**What this task involves**
Below is a listing; return it in full, exactly as it appears.
··· Data for review
PR #6930, opened 2023-06-20
Track in git the default eck config

thbkrkr:
This tracks in git the default config file of the operator `eck.yaml` that is embedded in the Docker images.

This frees the build of the Docker images from the generation of this file that requires `kubectl`, `hack/manifest-gen` and `hack/config-extractor/`.

Relates to #6881.


config/eck.yaml
```diff
@@ -0,0 +1,18 @@
...
+exposed-node-labels: [topology.kubernetes.io/.*,failure-domain.beta.kubernetes.io/.*]
+set-default-security-context: auto-detect
+kube-client-timeout: 60s
+elasticsearch-client-timeout: 180s
+disable-telemetry: false
+distribution-channel: image
+validate-storage-class: true
+enable-webhook: false
+enable-leader-election: true
+elasticsearch-observation-interval: 10s
```
naemono, line 18: nit: missing newline

naemono (approved):
I had to go back and look at the history of why we're handling the configuration file as we are with `manifest-gen | config-extrator`. I was wondering if we're going to run into a situation where these files are out of sync, as right now the config file is generated using helm template `deploy/eck-operator/templates/configmap.yaml`. It appears that the existing `check-local-changes` rule will catch this though, which is great. After saying all of that:

LGTM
······
**Written response**
PR #6930, opened 2023-06-20
Track in git the default eck config

thbkrkr:
This tracks in git the default config file of the operator `eck.yaml` that is embedded in the Docker images.

This frees the build of the Docker images from the generation of this file that requires `kubectl`, `hack/manifest-gen` and `hack/config-extractor/`.

Relates to #6881.


config/eck.yaml
```diff
@@ -0,0 +1,18 @@
...
+exposed-node-labels: [topology.kubernetes.io/.*,failure-domain.beta.kubernetes.io/.*]
+set-default-security-context: auto-detect
+kube-client-timeout: 60s
+elasticsearch-client-timeout: 180s
+disable-telemetry: false
+distribution-channel: image
+validate-storage-class: true
+enable-webhook: false
+enable-leader-election: true
+elasticsearch-observation-interval: 10s
```
naemono, line 18: nit: missing newline

naemono (approved):
I had to go back and look at the history of why we're handling the configuration file as we are with `manifest-gen | config-extrator`. I was wondering if we're going to run into a situation where these files are out of sync, as right now the config file is generated using helm template `deploy/eck-operator/templates/configmap.yaml`. It appears that the existing `check-local-changes` rule will catch this though, which is great. After saying all of that:

LGTM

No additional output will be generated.